(What you will do) Would you restate the entries below word for word, starting at the first line and ending with the one that has "Recently I rewrote"?

Saved data entries:
*****

Issue #1522, opened 2021-03-16
Validation rules and issues of createTexture


Richard-Yunchao:
Texture creation is one of the most basic and most important function in WebGPU. But we don't have validation rules for createTexture, we have a couple trials though. For example #799 and #1237.

 Recently I rewrote validation tests for createTexture. I'd like to summarize the 
- validation rules (which are clear and determined per my understanding, but I may misunderstood something and made mistakes), and 
- issues (which are not very clear to me). 

I will continue my investigation and try to figure out the issues left, but your comments/insights are very welcome. 

I put my answers (and reasons) to the issues but the answers may not be reliable because I haven't done thorough investigation. 

I will update the status of issues and mark them as clarified if we get consensus via discussion. 

## TextureDescriptor
Texture creation depends on TextureDescriptor. Its definition is listed as follows: 
```
dictionary GPUTextureDescriptor : GPUObjectDescriptorBase {
    required GPUExtent3D size;
    GPUIntegerCoordinate mipLevelCount = 1;
    GPUSize32 sampleCount = 1;
    GPUTextureDimension dimension = "2d";
    required GPUTextureFormat format;
    required GPUTextureUsageFlags usage;
};
```

I will go through each parameter in the next section. Note that `texture formats` impact every other parameter. So I discuss `formats` in the parameter where they impact. I don't put these validation rules and issues under the category of `format`.

### Dimensions (size) and dimension types (1D/2D/3D):
These two parameters impact each other. So I put them together.
#### validation rules
- Dimensions (width, height, depthOrArrayLayers) should not be 0 (should be equal or greater than 1).
- If Dimension is `1d`, size.height should be 1.
- If Dimension is `1d`, size.depthOrArrayLayers should be 1.
There is no 1D-array texture view, do we support 1D-array texture (if not, depthOrArrayLayers > 1 is invalid for 1D texture)? 
I think we should not support 1D-array texture. So size.depthOrArrayLayers should be 1.
- Don’t exceed the dimension limit on every dimension (maxDimensionTexture{1D, 2D, 3D}, maxDimensionArrayLayers, etc. Note that cubemap limit equals to maxDimensionArrayLayers?)
- Make sure that texture width/height are aligned with blockWidth/ blockHeight for compressed texture formats
- All formats can be supported for `2d` texture if the validation rules for other parameters are fulfilled.
#### issues - clarified
- Are compressed formats allowed for 1D/3D textures?
[...]

PR #1658, opened 2021-04-22
Add spec for texture creation

Richard-Yunchao:
This PR adds validation rules for texture creation. It is based on:
 - PR 799 (https://github.com/gpuweb/gpuweb/pull/799) from Myles,
   and the comments.
 - Issue 1522 (https://github.com/gpuweb/gpuweb/issues/1522) I
   investigated when I was implementing 3D textures on Dawn project,
   and the comments.

***
<a href="https://pr-preview.s3.amazonaws.com/Richard-Yunchao/gpuweb/pull/1658.html" title="Last updated on Apr 27, 2021, 5:51 PM UTC (c65e8cf)">Preview</a> | <a href="https://pr-preview.s3.amazonaws.com/gpuweb/gpuweb/1658/ae42b6b...Richard-Yunchao:c65e8cf.html" title="Last updated on Apr 27, 2021, 5:51 PM UTC (c65e8cf)">Diff</a>

### DIFF
--- a/spec/index.bs
+++ b/spec/index.bs
@@ -2211,9 +2211,9 @@ interface GPUTextureUsage {
 
             1. Issue the following steps on the [=Device timeline=] of |this|:
                 <div class=device-timeline>
-                    1. If |descriptor|.{{GPUTextureDescriptor/format}} is a {{GPUTextureFormat}} that requires a feature,
-                        but |this|.{{GPUDevice/[[device]]}}.{{device/[[features]]}} does not [=list/contain=] the feature,
-                        throw a {{TypeError}}.
+                    1. If |descriptor|.{{GPUTextureDescriptor/format}} is a {{GPUTextureFormat}} that requires a feature (also see
+                        [[#texture-format-caps]]),but |this|.{{GPUDevice/[[device]]}}.{{device/[[features]]}} does not
+                        [=list/contain=] the feature, throw a {{TypeError}}.
                     1. If any of the following requirements are unmet:
                         <div class=validusage>
                             - |this| must be a [=valid=] {{GPUDevice}}.
@@ -8490,8 +8490,6 @@ The following enums are supported if and only if the {{GPUFeatureName/"timestamp
 # Appendices # {#appendices}
 
 ## Texture Format Capabilities ## {#texture-format-caps}
-
-Issue: Add multisampling to the tables below.
 
 ### Plain color formats ### {#plain-color-formats}
 
--- a/spec/index.bs
+++ b/spec/index.bs
@@ -2255,7 +2255,7 @@ interface GPUTextureUsage {
                                     :: |descriptor|.{{GPUTextureDescriptor/sampleCount}} must be 1.
                                     :: |descriptor|.{{GPUTextureDescriptor/format}} must not be a compressed format or depth/stencil format.
                                 </dl>
-                            - If |descriptor|.{{GPUTextureDescriptor/sampleCount}} > 1 (|descriptor|.{{GPUTextureDescriptor/sampleCount}} is 4):
+                            - If |descriptor|.{{GPUTextureDescriptor/sampleCount}} > 1:
                                 - |descriptor|.{{GPUTextureDescriptor/mipLevelCount}} must be 1.
                                 - |descriptor|.{{GPUTextureDescriptor/size}}.[=Extent3D/depthOrArrayLayers=] must be 1.
                                 - |descriptor|.{{GPUTextureDescriptor/usage}} must not include the {{GPUTextureUsage/STORAGE}} bit.
--- a/spec/index.bs
+++ b/spec/index.bs
@@ -2229,9 +2229,10 @@ interface GPUTextureUsage {
                             - If |descriptor|.{{GPUTextureDescriptor/dimension}} is:
                                 <dl class="switch">
                                     : {{GPUTextureDimension/"1d"}}
-                                    :: |descriptor|.{{GPUTextureDescriptor/size}}.[=Extent3D/width=] must be less than or equal to
-                                        |this|.{{GPUAdapterLimits/maxTextureDimension1D}}.
-                                    :: |descriptor|.{{GPUTextureDescriptor/size}}.[=Extent3D/height=] must be 1.
+                                    ::
+                                        - |descriptor|.{{GPUTextureDescriptor/size}}.[=Extent3D/width=] must be less than or equal to
+                                            |this|.{{GPUAdapterLimits/maxTextureDimension1D}}.
+                                        - |descriptor|.{{GPUTextureDescriptor/size}}.[=Extent3D/height=] must be 1.
                                     :: |descriptor|.{{GPUTextureDescriptor/size}}.[=Extent3D/depthOrArrayLayers=] must be 1.
                                     :: |descriptor|.{{GPUTextureDescriptor/sampleCount}} must be 1.
                                     :: |descriptor|.{{GPUTextureDescriptor/format}} must not be a compressed format or depth/stencil format.
--- a/spec/index.bs
+++ b/spec/index.bs
@@ -2079,6 +2079,10 @@ Issue: define <dfn dfn>mipmap level</dfn>, <dfn dfn>array layer</dfn>, <dfn dfn>
 
 ## <dfn interface>GPUTexture</dfn> ## {#texture-interface}
 
+{{GPUTexture|GPUTextures}} are created via
+{{GPUDevice/createTexture(descriptor)|GPUDevice.createTexture(descriptor)}}
+that returns a new texture.
+
 <script type=idl>
 [Exposed=Window, Serializable]
 interface GPUTexture {
@@ -2169,6 +2173,34 @@ interface GPUTextureUsage {
 };
 </script>
 
+<div algorithm>
+    <dfn abstract-op>maximum mipLevel count</dfn>(dimension, size)
+    **Arguments:**
+        - {{GPUTextureDescriptor/dimension}} |dimension|
+        - {{GPUTextureDescriptor/size}} |size|
+
+    1. Calculate the values of |w|, |h|, and |d|:
+        - If |dimension| is:
+            <dl class="switch">
+                : {{GPUTextureDimension/"1d"}}
+                :: Let |w| = |size|.[=Extent3D/width=].
+                :: Let |h| = 1.
+                :: Let |d| = 1.
+
+                : {{GPUTextureDimension/"2d"}}
+                :: Let |w| = |size|.[=Extent3D/width=].
+                :: Let |h| = |size|.[=Extent3D/height=].
+                :: Let |d| = 1.
+
+                : {{GPUTextureDimension/"3d"}}
+                :: Let |w| = |size|.[=Extent3D/width=].
+                :: Let |h| = |size|.[=Extent3D/height=].
+                :: Let |d| = |size|.[=Extent3D/depthOrArrayLayer=].
+            </dl>
+    1. Let |m| = the maximum value of |w|, |h|, and |d|.
+    1. Return one plus the greatest integral value of |x| for which 2<sup>|x|</sup> < |m|.
+</div>
+
 <dl dfn-type=method dfn-for=GPUDevice>
     : <dfn>createTexture(descriptor)</dfn>
     ::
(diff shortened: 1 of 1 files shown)


Richard-Yunchao:
FYI, @bbernhar and @RafaelCintron

spec/index.bs
```diff
@@ -2169,6 +2173,34 @@ interface GPUTextureUsage {
...
+                :: Let |w| = |size|.[=Extent3D/width=].
+                :: Let |h| = |size|.[=Extent3D/height=].
+                :: Let |d| = 1.
+
+                : {{GPUTextureDimension/"3d"}}
+                :: Let |w| = |size|.[=Extent3D/width=].
+                :: Let |h| = |size|.[=Extent3D/height=].
+                :: Let |d| = |size|.[=Extent3D/depthOrArrayLayer=].
+            </dl>
+    1. Let |m| = the maximum value of |w|, |h|, and |d|.
```
kainino0x, line 2200: nit: the switch could simply define `m`, instead of `w`, `h`, and `d`. e.g.

: "2d"
:: Let |m| = max(size.width, size.height)

spec/index.bs
```diff
@@ -2169,6 +2173,34 @@ interface GPUTextureUsage {
...
+    1. Return one plus the greatest integral value of |x| for which 2<sup>|x|</sup> < |m|.
```
kainino0x, line 2201: Perhaps it would be more helpful to simply describe this with an actual formula. `floor(log2(m)) + 1` I believe

spec/index.bs
```diff
@@ -2179,12 +2211,83 @@ interface GPUTextureUsage {
...
+                                |descriptor|.{{GPUTextureDescriptor/size}}.[=Extent3D/height=],
+                                and |descriptor|.{{GPUTextureDescriptor/size}}.[=Extent3D/depthOrArrayLayers=] must be greater than zero.
+                            - |descriptor|.{{GPUTextureDescriptor/mipLevelCount}} must be greater than zero.
+                            - |descriptor|.{{GPUTextureDescriptor/sampleCount}} must be either 1 or 4.
+                            - If |descriptor|.{{GPUTextureDescriptor/dimension}} is:
+                                <dl class="switch">
+                                    : {{GPUTextureDimension/"1d"}}
+                                    :: |descriptor|.{{GPUTextureDescriptor/size}}.[=Extent3D/width=] must be less than or equal to
+                                        |this|.{{GPUAdapterLimits/maxTextureDimension1D}}.
+                                    :: |descriptor|.{{GPUTextureDescriptor/size}}.[=Extent3D/height=] must be 1.
```
kainino0x, line 2234: I think it would structurally make more sense to do the following, though it doesn't make a big difference in the formatting:

```suggestion
                                    ::
                                        - |descriptor|.{{GPUTextureDescriptor/size}}.[=Extent3D/width=] must be less than or equal to
                                            |this|.{{GPUAdapterLimits/maxTextureDimension1D}}.
                                        - |descriptor|.{{GPUTextureDescriptor/size}}.[=Extent3D/height=] must be 1.
```
and so on.

spec/index.bs
```diff
@@ -2179,12 +2211,83 @@ interface GPUTextureUsage {
...
+                                    :: |descriptor|.{{GPUTextureDescriptor/size}}.[=Extent3D/width=] must be less than or equal to
+                                        |this|.{{GPUAdapterLimits/maxTextureDimension3D}}.
+                                    :: |descriptor|.{{GPUTextureDescriptor/size}}.[=Extent3D/height=] must be less than or equal to
+                                        |this|.{{GPUAdapterLimits/maxTextureDimension3D}}.
+                                    :: |descriptor|.{{GPUTextureDescriptor/size}}.[=Extent3D/depthOrArrayLayers=] must be less than
+                                        or equal to |this|.{{GPUAdapterLimits/maxTextureDimension3D}}.
+                                    :: |descriptor|.{{GPUTextureDescriptor/sampleCount}} must be 1.
+                                    :: |descriptor|.{{GPUTextureDescriptor/format}} must not be a compressed format or depth/stencil format.
+                                </dl>
+                            - If |descriptor|.{{GPUTextureDescriptor/sampleCount}} > 1 (|descriptor|.{{GPUTextureDescriptor/sampleCount}} is 4):
```
kainino0x, line 2257: This won't be true forever, so let's just leave it unmentioned here.

```suggestion
                            - If |descriptor|.{{GPUTextureDescriptor/sampleCount}} > 1:
```

spec/index.bs
```diff
@@ -2179,12 +2211,83 @@ interface GPUTextureUsage {
...
+                            - |descriptor|.{{GPUTextureDescriptor/usage}} must be a combination of {{GPUTextureUsage}} values.
+                            - If |descriptor|.{{GPUTextureDescriptor/usage}} includes the {{GPUTextureUsage/RENDER_ATTACHMENT}} bit,
+                                |descriptor|.{{GPUTextureDescriptor/format}} must be a [=renderable format=].
+                            - If |descriptor|.{{GPUTextureDescriptor/usage}} includes the {{GPUTextureUsage/STORAGE}} bit,
+                                |descriptor|.{{GPUTextureDescriptor/format}} must be listed in [[#plain-color-formats]] table
+                                with {{GPUTextureUsage/STORAGE}} capability.
+                            - Some |descriptor|.{{GPUTextureDescriptor/format}}s require [=feature=]s when creating a {{GPUDevice}}:
+                                - {{GPUTextureFormat/"depth24unorm-stencil8"}} requires [[#depth24unorm-stencil8]].
+                                - {{GPUTextureFormat/"depth32float-stencil8"}} requires [[#depth32float-stencil8]].
+                                - BC compressed format requires [[#texture-compression-bc]].
```
kainino0x, line 2273: I'd prefer to express this info in tables instead of duplicating it here (and having to always update it here). For compressed textures, it's already written in [the table](https://gpuweb.github.io/gpuweb/#packed-formats). We should add it to the depth/stencil formats table as well, and here just say, if the format table says it requires a feature, the feature must be enabled. See steps 1+2 of https://gpuweb.github.io/gpuweb/#dom-gpudevice-createqueryset for example.

Also note, usage of an unenabled feature enum should throw an exception, rather than failing validation, per https://github.com/gpuweb/gpuweb/blob/main/design/ErrorConventions.md

spec/index.bs
```diff
@@ -2179,12 +2211,83 @@ interface GPUTextureUsage {
...
+                            - If |descriptor|.{{GPUTextureDescriptor/format}} is a compressed format:
```
kainino0x, line 2274: nit: This "If" isn't necessary; texel block width/height are defined for all formats.

kainino0x (commented):
This came out quite compact and straightforward, LGTM. Few minor comments.

kainino0x:
Also sorry for the delay in reviewing!

spec/index.bs
kvark: Both look fine to me. The small appeal for the way it's written right now is that it's integer arithmetic.

spec/index.bs
```diff
@@ -2179,12 +2211,83 @@ interface GPUTextureUsage {
...
+                                - |descriptor|.{{GPUTextureDescriptor/size}}.[=Extent3D/width=] must be multiple of [=texel block width=].
+                                - |descriptor|.{{GPUTextureDescriptor/size}}.[=Extent3D/height=] must be multiple of [=texel block height=].
+                        </div>
+
+                        Then:
+                            1. Generate a {{GPUValidationError}} in the current scope with appropriate error message.
+                            1. Return a new [=invalid=] {{GPUTexture}}.
+
+                    1. Let |t| be a new {{GPUTexture}} object.
+                    1. Set |t|.{{GPUTexture/[[textureSize]]}} to |descriptor|.{{GPUTextureDescriptor/size}}.
```
kvark, line 2284: we should just grab the whole descriptor here instead of copying all the fields

kvark (commented):
Good stuff!

spec/index.bs

spec/index.bs
Richard-Yunchao: Done. I followed Kai's suggestion. And the formula is correct.

spec/index.bs
Richard-Yunchao: Done. But I don't point to depth/stencil format table because it is for mainly for copy. I point to `GPUTextureFormat` which also list the feature required via comment. 

Good to know that it should be an exception if the required feature is not included. Thanks!

spec/index.bs
Richard-Yunchao: They are the internal slots of a texture. And there is no something like `TextureDescriptor` as a whole for all these internal slots. So I guess we should assign these internal slots one by one? I noticed that other GPUObjects assign internal slots in the same way: assign internal slots one by one. So it should be OK?

spec/index.bs
Richard-Yunchao: Agreed. Done. And I moves them to the 'dimension' part above (it is not a `format` part any more).

spec/index.bs
kvark: we can have an internal slot of type `GPUTextureDescriptor`

Richard-Yunchao: Good idea. We can have a `GPUTextureDescriptor` because the current internal slots are exactly the members of a `GPUTextureDescriptor` object. However, a few other places (Texture view validation, texture copy validation, etc.) refer to the current internal slots directly. So, can we leave that change to a separate PR?

spec/index.bs
```diff
@@ -2218,6 +2211,9 @@ interface GPUTextureUsage {
 
             1. Issue the following steps on the [=Device timeline=] of |this|:
                 <div class=device-timeline>
+                    1. If |descriptor|.{{GPUTextureDescriptor/format}} is a {{GPUTextureFormat}} that requires a feature,
```
kainino0x, line 2214: nit: link to `[[#texture-format-caps]]` so there's a source to figure out whether a format requires a feature.

spec/index.bs
```diff
@@ -2226,54 +2222,56 @@ interface GPUTextureUsage {
...
                                 </dl>
-                            - If |descriptor|.{{GPUTextureDescriptor/sampleCount}} > 1 (|descriptor|.{{GPUTextureDescriptor/sampleCount}} is 4):
+                            - |descriptor|.{{GPUTextureDescriptor/size}}.[=Extent3D/width=] must be multiple of [=texel block width=].
+                            - |descriptor|.{{GPUTextureDescriptor/size}}.[=Extent3D/height=] must be multiple of [=texel block height=].
+
+                            - If |descriptor|.{{GPUTextureDescriptor/sampleCount}} > 1:
                                 - |descriptor|.{{GPUTextureDescriptor/mipLevelCount}} must be 1.
                                 - |descriptor|.{{GPUTextureDescriptor/size}}.[=Extent3D/depthOrArrayLayers=] must be 1.
                                 - |descriptor|.{{GPUTextureDescriptor/usage}} must not include the {{GPUTextureUsage/STORAGE}} bit.
                                 - |descriptor|.{{GPUTextureDescriptor/format}} must be a [=renderable format=].
```
kainino0x, line 2264: I noticed there is still an `Issue` in `[[#texture-format-caps]]`: "Add multisampling to the tables below."
This makes that issue obsolete, right? If so, please remove it.

kainino0x (approved):

spec/index.bs
kainino0x: Yes, I don't want to have to update all the refs in this PR, better to have it separate.

spec/index.bs
kainino0x: Ah, I saw your other comment. IMO better to link to both. The comment in the IDL for GPUTextureFormat is informative and not really written in a very detailed/normative way.

spec/index.bs
Richard-Yunchao: Yeah. That issue is not necessary now if it can pass texture validation rules here. Done.

spec/index.bs

spec/index.bs
Richard-Yunchao: OK. I will submit a separate PR right after this one is merge.

kainino0x: thank you!

spec/index.bs
```diff
@@ -2179,12 +2204,88 @@ interface GPUTextureUsage {
...
+                |descriptor|: Description of the {{GPUTexture}} to create.
             </pre>
 
             **Returns:** {{GPUTexture}}
 
-            Issue: Describe {{GPUDevice/createTexture()}} algorithm steps.
+            1. Issue the following steps on the [=Device timeline=] of |this|:
+                <div class=device-timeline>
+                    1. If |descriptor|.{{GPUTextureDescriptor/format}} is a {{GPUTextureFormat}} that requires a feature (also see
+                        [[#texture-format-caps]]),but |this|.{{GPUDevice/[[device]]}}.{{device/[[features]]}} does not
```
kainino0x, line 2215:
```suggestion
                    1. If |descriptor|.{{GPUTextureDescriptor/format}} is a {{GPUTextureFormat}} that requires a feature (see
                        [[#texture-format-caps]]), but |this|.{{GPUDevice/[[device]]}}.{{device/[[features]]}} does not
```

spec/index.bs
Richard-Yunchao: Any other concerns, @kvark (and @kainino0x )? I think this PR is ready to go. Please help to merge if it is OK.

kvark (approved):

Richard-Yunchao:
Thanks!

*****

(Result of this exercise)
Issue #1522, opened 2021-03-16
Validation rules and issues of createTexture


Richard-Yunchao:
Texture creation is one of the most basic and most important function in WebGPU. But we don't have validation rules for createTexture, we have a couple trials though. For example #799 and #1237.

 Recently I rewrote validation tests for createTexture. I'd like to summarize the 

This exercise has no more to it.